Kiedy ekspertyza techniczna jest potrzebna?

Ekspertyza techniczna to bardzo pomocny element budownictwa i utrzymania infrastruktury, szczególnie w sytuacji wątpliwości, sporu, przejmowania obiektu od innego właściciela. Zwykle taki dokument pozwala na ustalenie faktycznej sytuacji, diagnozowanie problemów i ustalanie sposobów ich naprawy. Dlatego jest kluczowe, aby ekspertyzy były przeprowadzane rzetelnie i kompleksowo, uwzględniając wszystkie istotne czynniki.
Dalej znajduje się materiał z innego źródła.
PR #849, opened 2016-12-08
Executor REST API for safe shutdown

suvodeep-pyne:
This patch allows Azkaban Executor to expose a shutdown REST API for safe shutdown. 
API: `<hostname>:<port>/executor?action=shutdown`

Safe shutdown implies the following:
1. Mark itself inactive in the DB
2. Signal shutdown on the execution pool. No further jobs are accepted.
3. Awaits termination of the pool.
4. Shuts down the Jetty server post shutdown of execution pool

In odd cases the executor will still fail to completely kill itself. Those issues will be addressed in a upcoming different patch.


azkaban-common/src/main/java/azkaban/database/DataSourceUtils.java
```diff
@@ -169,6 +169,7 @@ public String getDBType() {
 
       public MonitorThread(MySQLBasicDataSource mysqlSource) {
         this.setName("MySQL-DB-Monitor-Thread");
+        setDaemon(true);
```
kunkun-tang: Does this thread hung when we do shutdown?

suvodeep-pyne: Don't think so. Note that this change will not fix the shutdown hang problem.

However, the monitor thread isn't something that we need to hold up the executor for. That's the reason I marked it as a daemon thread.

azkaban-exec-server/src/main/java/azkaban/execapp/FlowRunnerManager.java
```diff
@@ -890,4 +865,31 @@ public void afterExecute(Runnable r) {
...
+   * This shuts down the flow runner. The call is blocking and awaits execution of all jobs.
+   */
+  public void shutdown() {
+    logger.warn("Shutting down FlowRunnerManager...");
+    executorService.shutdown();
+    boolean result = false;
+    while (!result) {
+      logger.info("Awaiting Shutdown. # of executing flows: " + getNumRunningFlows());
+      try {
+        result = executorService.awaitTermination(1, TimeUnit.MINUTES);
```
kunkun-tang: I read the code again, and found that if result == false, the logic stays in while loop. Is that what we want?

azkaban-exec-server/src/main/java/azkaban/execapp/AzkabanExecutorServer.java
```diff
@@ -588,4 +580,51 @@ public int getPort() {
...
+   * Note: This should be run in a separate thread.
+   *
+   * Shutdown the server. (blocking call)
+   *  - waits for jobs to finish
+   *  - doesn't accept any new jobs
+   */
+  private void shutdownInternal() {
+    getFlowRunnerManager().shutdown();
+    try {
+      shutdownNow();
```
kunkun-tang: interested to learn why we need to shutdown, then shutdownnow (sounds redundant)

azkaban-exec-server/src/main/java/azkaban/execapp/AzkabanExecutorServer.java
```diff
@@ -588,4 +580,51 @@ public int getPort() {
...
+      logger.warn("Shutdown AzkabanExecutorServer complete");
+    } catch (Exception e) {
+      logger.error(e);
```
kunkun-tang: Should we write some messages inside the log?

azkaban-exec-server/src/main/java/azkaban/execapp/FlowRunnerManager.java
```diff
@@ -890,4 +865,31 @@ public void afterExecute(Runnable r) {
...
+      } catch (InterruptedException e) {
+        logger.error(e);
+      }
+    }
+    logger.warn("Shutdown FlowRunnerManager complete.");
+  }
+
```
kunkun-tang: I'm new to ExecutorService, but the logic in my mind should be like:
if(executorService.awaitTermination(1, TimeUnit.MINUTES)) 
   print "shut down completes"
else
   shutdownnow();

azkaban-exec-server/src/main/java/azkaban/execapp/ExecutorServlet.java
```diff
@@ -357,16 +359,42 @@ private void handleReloadJobTypePlugins(Map<String, Object> respMap)
...
-        executor.setActive(value);
-        executorLoader.updateExecutor(executor);
-        flowRunnerManager.setActive(value);
-      } else {
-        logger.warn("Set active action ignored. Executor is already " + (value? "active" : "inactive"));
-      }
+      setActiveInternal(value);
+      respMap.put(STATUS_PARAM, RESPONSE_SUCCESS);
+    } catch (Exception e) {
+      logger.error(e);
```
kunkun-tang: May we have some messages inside the error log?

azkaban-exec-server/src/main/java/azkaban/execapp/ExecutorServlet.java
```diff
@@ -357,16 +359,42 @@ private void handleReloadJobTypePlugins(Map<String, Object> respMap)
...
+   * @param respMap json response object
+   * @throws ServletException
+   */
+  private void shutdown(Map<String, Object> respMap)
+      throws ServletException {
+    try {
+      logger.warn("Shutting down executor...");
+
+      // Set the executor to inactive. Will receive no new flows.
+      setActiveInternal(false);
```
kunkun-tang: What if DB is dead, are we able to shutdown executor as usual?

azkaban-exec-server/src/main/java/azkaban/execapp/FlowRunnerManager.java
suvodeep-pyne: Yes. The logic is to wait for the flows to terminate. Timeout is a minute. You can see the awaitTermination documentation.

azkaban-exec-server/src/main/java/azkaban/execapp/AzkabanExecutorServer.java
suvodeep-pyne: well. shutdown refers to a safe shutdown, while shutdownNow refers to an immediate (may be unsafe) shutdown. This is a default convention for lot of libraries. You can see `java.util.concurrent.ExecutorService#shutdownNow` for example.

azkaban-exec-server/src/main/java/azkaban/execapp/AzkabanExecutorServer.java
suvodeep-pyne: The logging happens before this call. The main API call logs the shutdown call before calling the internal APIs

azkaban-exec-server/src/main/java/azkaban/execapp/FlowRunnerManager.java
suvodeep-pyne: Nope. Why would you want to kill flows ? That would be a problem for running flows. The idea of shutdown is to wait for executions to complete before shutdown.

So shutdown ≠ kill. shutdownNow is similar to kill

azkaban-exec-server/src/main/java/azkaban/execapp/ExecutorServlet.java
suvodeep-pyne: All these events are logged if you go down the trace. The db component logs the db change events.

azkaban-exec-server/src/main/java/azkaban/execapp/ExecutorServlet.java
suvodeep-pyne: No. The shutdown would fail. It will be unsafe to shutdown the executor while it might still receive active traffic. right ? The goal is to set the executor to inactive first before attempting shutdown.

If you want to shutdown now, you can just use the shutdown bash script or kill the process.

azkaban-exec-server/src/main/java/azkaban/execapp/FlowRunnerManager.java
kunkun-tang: We have a concern here. we have some jobs running over 10 days and never ends. May we shutdown it by calling this function.

azkaban-exec-server/src/main/java/azkaban/execapp/AzkabanExecutorServer.java
kunkun-tang: I see. Thanks.

azkaban-exec-server/src/main/java/azkaban/execapp/ExecutorServlet.java
kunkun-tang: Then I'm confused in what cases would we use rest call to shut down an executor?

azkaban-exec-server/src/main/java/azkaban/execapp/FlowRunnerManager.java
suvodeep-pyne: Not through this API. This API can be enhanced in the future to have a timeout functionality.
Killing executors still needs to be done from the shell using the bash script

azkaban-exec-server/src/main/java/azkaban/execapp/ExecutorServlet.java
suvodeep-pyne: Currently this is intended for deployment use - when we update executors, we shutdown the older ones. This is intended to be the base commit. There are other issues which needs to be fixed and I will send out patches for those once this goes in.

PR #1167, opened 2017-06-05
JobRunner uploadExecutableNode improvement

juhoautio:
If initial upload fails:
- Don't run the Job instance, just report failed status
- At the end, try to update the node in DB any way (as FAILED), because _maybe_ it was created regardless of the caught exception
- Include stack trace in error logging

Based on this discussion / request by @chengren311 & @HappyRay: https://github.com/azkaban/azkaban/pull/1148#pullrequestreview-41936280


juhoautio:
Resolved conflicts.

HappyRay:
I changed the change description a bit when merging, please check.

juhoautio:
Good catch 👌

PR #1169, opened 2017-06-05
fix Triggermanager Guice bug

kunkun-tang:
I intended to guicify `TriggerManager` as part of last [PR](https://github.com/azkaban/azkaban/pull/1110/files#diff-f916ab7306f59ff720753937cf9a9ff1L62). I just realized that it was an incomplete Guice (mistake) without changes in AzkabanWebServer code. As a result, this PR made the fix and completely guicify `TriggerManager`.

Unless this PR gets merged, we will keep using outdated `JDBCTriggerLoader` code.


azkaban-web-server/src/main/java/azkaban/webapp/AzkabanWebServer.java
```diff
@@ -194,8 +194,8 @@ public AzkabanWebServer(Server server, Props props) throws Exception {
     // TODO remove hack. Move injection to constructor
     executorManager = SERVICE_PROVIDER.getInstance(ExecutorManager.class);
```
suvodeep-pyne: At some point, we would like to get rid of these custom injections as well. Looks Ok for now.

PR #1170, opened 2017-06-06
Fix MutableConstantField ErrorProne warning

HappyRay:
azkaban/azkaban-common/src/main/java/azkaban/utils/OsMemoryUtil.java:27:
warning: [MutableConstantField] Constant field declarations should use
the immutable type (such as ImmutableList) instead of the general
collection interface type (such as List)
  private static final Set<String> MEM_KEYS = ImmutableSet
                          ^
    (see http://errorprone.info/bugpattern/MutableConstantField)


HappyRay:
Thanks @reallocf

W przypadku odkrycia przecieków do garażu podziemnego, odnalezienie ich przyczyn jest kluczowym elementem. To dzięki poprawnie przeprowadzonej analizie (czasem wręcz przeprowadzam dedukcję) mogę zaproponować właściwą i ekonomicznie uzasadnioną technologię naprawy. Izolacja przeciwwodna odpowiada za zapobieganie przeciekom wody, wilgoci oraz wpływa na efektywność energetyczną budynku. W moim artykule omówię nie tylko błędy w przedmiotowej ekspertyzie, ale także podkreślę, dlaczego moje analizy mogą być lepsze dla Klientów.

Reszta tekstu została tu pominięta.